**DATASET EXCERPTS**
════════
PR #1590, opened 2023-01-05
access-control: add lit jwt verify api & playbackPolicies

gioelecerati:

**Screenshots (optional)**

**Checklist**

### DIFF
--- a/packages/api/src/controllers/asset.ts
+++ b/packages/api/src/controllers/asset.ts
@@ -115,6 +115,9 @@ async function validateAssetPayload(
     }
   }
 
+  // Validate playbackPolicy on creation to generate resourceId & check if unifiedAccessControlConditions is present when using lit_signing_condition
+  payload.playbackPolicy = validateAssetPlaybackPolicy(payload.playbackPolicy);
+
   return {
     id,
     playbackId,
@@ -133,6 +136,22 @@ async function validateAssetPayload(
     playbackPolicy: payload.playbackPolicy,
     objectStoreId: payload.objectStoreId || defaultObjectStoreId,
   };
+}
+
+function validateAssetPlaybackPolicy(playbackPolicy: Asset["playbackPolicy"]) {
+  if (playbackPolicy?.type == "lit_signing_condition") {
+    if (!playbackPolicy.unifiedAccessControlConditions) {
+      throw new UnprocessableEntityError(
+        `playbackPolicy.unifiedAccessControlConditions is required when using lit_signing_condition`
+      );
+    }
+  }
+
+  if (!playbackPolicy?.resourceId) {
+    // TODO: Generate resourceId if not present
+  }
+
+  return playbackPolicy;
 }
 
 async function getActiveObjectStore(id: string) {
@@ -650,7 +669,6 @@ const transcodeAssetHandler: RequestHandler = async (req, res) => {
   outputAsset.sourceAssetId = inputAsset.sourceAssetId ?? inputAsset.id;
 
   await ensureQueueCapacity(req.config, req.user.id);
-
   outputAsset = await createAsset(outputAsset, req.queue);
 
   const task = await req.taskScheduler.scheduleTask(
@@ -723,7 +741,6 @@ app.post(
     // as direct uploads will also need a lot of effort from callers to upload
     // the files, so the risk is much smaller.
     await ensureQueueCapacity(req.config, req.user.id);
-
     asset = await createAsset(asset, req.queue);
 
     const taskType = shouldUseCatalyst(req) ? "upload" : "import";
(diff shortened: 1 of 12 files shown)


packages/api/src/controllers/asset.ts
```diff
@@ -135,6 +138,25 @@ async function validateAssetPayload(
   };
 }
 
+function validateAssetPlaybackPolicy(playbackPolicy: Asset["playbackPolicy"]) {
+  if (playbackPolicy?.type == "lit_signing_condition") {
+    if (!playbackPolicy.unifiedAccessControlConditions) {
+      throw new UnprocessableEntityError(
+        `playbackPolicy.unifiedAccessControlConditions is required when using lit_signing_condition`
+      );
+    }
```
victorges, line 163: This can be enforced on the schema through a `oneOf` definition of the playback policy. Then it's a required field only for this type of policy. Certainly not a required change tho, only throwing the idea.

packages/api/src/controllers/asset.ts
```diff
@@ -135,6 +138,25 @@ async function validateAssetPayload(
...
+    if (!playbackPolicy?.resourceId) {
+      // TODO: Generate resourceId if not present
```
victorges: my curr favorite
```suggestion
      return {
        "baseUrl": "playback.livepeer.studio",
        "path": `/gate/${asset.playbackId}`,
          "orgId": "livepeer",
          "role": "",
          "extraData": `createdAt=${asset.createdAt}`
      }
```

packages/api/src/controllers/asset.ts
```diff
@@ -135,6 +138,25 @@ async function validateAssetPayload(
...
+    }
+  }
+  if (playbackPolicy?.type == "jwt") {
```
victorges, line 174: Perhaps check that it's not one of the supported ones instead
```suggestion
  if (!["public", "lit_signing_conditions"].includes(playbackPolicy?.type)) {
```

packages/api/src/controllers/asset.ts
```diff
@@ -135,6 +138,25 @@ async function validateAssetPayload(
...
+    throw new BadRequestError(
+      `playbackPolicy.type jwt is not supported for vod. Please use lit_signing_condition instead.`
```
victorges, line 176: Perhaps check that it's not one of the supported ones instead
```suggestion
  if (!["public", "lit_signing_conditions"].includes(playbackPolicy?.type)) {
    throw new BadRequestError(
      `playbackPolicy.type "${playbackPolicy?.type}" is not supported for on-demand. Please use "public" or "lit_signing_condition" instead.`
```

packages/api/src/schema/schema.yaml
```diff
@@ -770,7 +770,28 @@ components:
       properties:
         type:
           type: string
-          enum: [public, jwt]
+          enum: [public, jwt, lit_signing_condition]
+        unifiedAccessControlConditions:
+          type: array
+          description: LIT Unified Access Control Conditions
```
victorges, line 798: I never know if it's LIT or Lit after all. AFAIK is not an acronym is it?

victorges (commented):
looking good

packages/api/src/controllers/asset.ts
```diff
@@ -931,6 +951,8 @@ app.patch(
       storage = await reconcileAssetStorage(req, asset, storage);
     }
 
+    playbackPolicy = validateAssetPlaybackPolicy(playbackPolicy);
```
victorges: Actually asset playback policies **cannot** be changed. We need to disallow changing the type from `public` to `lit_signing_condition` (and vice versa) because that would require moving the asset files between object stores. We also cannot allow changing the `resourceId` of the asset as that would give control of the account owner over the creator resource. 

The right logic here is to disallow the changes mentioned above, and only allow updating the `unifiedAccessControlConditions` field instead.

packages/api/src/controllers/asset.ts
════════
**REQUIRED ACTION**
Write out every entry once more, precisely as it stands.

**ANSWER AREA**
PR #1590, opened 2023-01-05
access-control: add lit jwt verify api & playbackPolicies

gioelecerati:

**Screenshots (optional)**

**Checklist**

### DIFF
--- a/packages/api/src/controllers/asset.ts
+++ b/packages/api/src/controllers/asset.ts
@@ -115,6 +115,9 @@ async function validateAssetPayload(
     }
   }
 
+  // Validate playbackPolicy on creation to generate resourceId & check if unifiedAccessControlConditions is present when using lit_signing_condition
+  payload.playbackPolicy = validateAssetPlaybackPolicy(payload.playbackPolicy);
+
   return {
     id,
     playbackId,
@@ -133,6 +136,22 @@ async function validateAssetPayload(
     playbackPolicy: payload.playbackPolicy,
     objectStoreId: payload.objectStoreId || defaultObjectStoreId,
   };
+}
+
+function validateAssetPlaybackPolicy(playbackPolicy: Asset["playbackPolicy"]) {
+  if (playbackPolicy?.type == "lit_signing_condition") {
+    if (!playbackPolicy.unifiedAccessControlConditions) {
+      throw new UnprocessableEntityError(
+        `playbackPolicy.unifiedAccessControlConditions is required when using lit_signing_condition`
+      );
+    }
+  }
+
+  if (!playbackPolicy?.resourceId) {
+    // TODO: Generate resourceId if not present
+  }
+
+  return playbackPolicy;
 }
 
 async function getActiveObjectStore(id: string) {
@@ -650,7 +669,6 @@ const transcodeAssetHandler: RequestHandler = async (req, res) => {
   outputAsset.sourceAssetId = inputAsset.sourceAssetId ?? inputAsset.id;
 
   await ensureQueueCapacity(req.config, req.user.id);
-
   outputAsset = await createAsset(outputAsset, req.queue);
 
   const task = await req.taskScheduler.scheduleTask(
@@ -723,7 +741,6 @@ app.post(
     // as direct uploads will also need a lot of effort from callers to upload
     // the files, so the risk is much smaller.
     await ensureQueueCapacity(req.config, req.user.id);
-
     asset = await createAsset(asset, req.queue);
 
     const taskType = shouldUseCatalyst(req) ? "upload" : "import";
(diff shortened: 1 of 12 files shown)


packages/api/src/controllers/asset.ts
```diff
@@ -135,6 +138,25 @@ async function validateAssetPayload(
   };
 }
 
+function validateAssetPlaybackPolicy(playbackPolicy: Asset["playbackPolicy"]) {
+  if (playbackPolicy?.type == "lit_signing_condition") {
+    if (!playbackPolicy.unifiedAccessControlConditions) {
+      throw new UnprocessableEntityError(
+        `playbackPolicy.unifiedAccessControlConditions is required when using lit_signing_condition`
+      );
+    }
```
victorges, line 163: This can be enforced on the schema through a `oneOf` definition of the playback policy. Then it's a required field only for this type of policy. Certainly not a required change tho, only throwing the idea.

packages/api/src/controllers/asset.ts
```diff
@@ -135,6 +138,25 @@ async function validateAssetPayload(
...
+    if (!playbackPolicy?.resourceId) {
+      // TODO: Generate resourceId if not present
```
victorges: my curr favorite
```suggestion
      return {
        "baseUrl": "playback.livepeer.studio",
        "path": `/gate/${asset.playbackId}`,
          "orgId": "livepeer",
          "role": "",
          "extraData": `createdAt=${asset.createdAt}`
      }
```

packages/api/src/controllers/asset.ts
```diff
@@ -135,6 +138,25 @@ async function validateAssetPayload(
...
+    }
+  }
+  if (playbackPolicy?.type == "jwt") {
```
victorges, line 174: Perhaps check that it's not one of the supported ones instead
```suggestion
  if (!["public", "lit_signing_conditions"].includes(playbackPolicy?.type)) {
```

packages/api/src/controllers/asset.ts
```diff
@@ -135,6 +138,25 @@ async function validateAssetPayload(
...
+    throw new BadRequestError(
+      `playbackPolicy.type jwt is not supported for vod. Please use lit_signing_condition instead.`
```
victorges, line 176: Perhaps check that it's not one of the supported ones instead
```suggestion
  if (!["public", "lit_signing_conditions"].includes(playbackPolicy?.type)) {
    throw new BadRequestError(
      `playbackPolicy.type "${playbackPolicy?.type}" is not supported for on-demand. Please use "public" or "lit_signing_condition" instead.`
```

packages/api/src/schema/schema.yaml
```diff
@@ -770,7 +770,28 @@ components:
       properties:
         type:
           type: string
-          enum: [public, jwt]
+          enum: [public, jwt, lit_signing_condition]
+        unifiedAccessControlConditions:
+          type: array
+          description: LIT Unified Access Control Conditions
```
victorges, line 798: I never know if it's LIT or Lit after all. AFAIK is not an acronym is it?

victorges (commented):
looking good

packages/api/src/controllers/asset.ts
```diff
@@ -931,6 +951,8 @@ app.patch(
       storage = await reconcileAssetStorage(req, asset, storage);
     }
 
+    playbackPolicy = validateAssetPlaybackPolicy(playbackPolicy);
```
victorges: Actually asset playback policies **cannot** be changed. We need to disallow changing the type from `public` to `lit_signing_condition` (and vice versa) because that would require moving the asset files between object stores. We also cannot allow changing the `resourceId` of the asset as that would give control of the account owner over the creator resource. 

The right logic here is to disallow the changes mentioned above, and only allow updating the `unifiedAccessControlConditions` field instead.

packages/api/src/controllers/asset.ts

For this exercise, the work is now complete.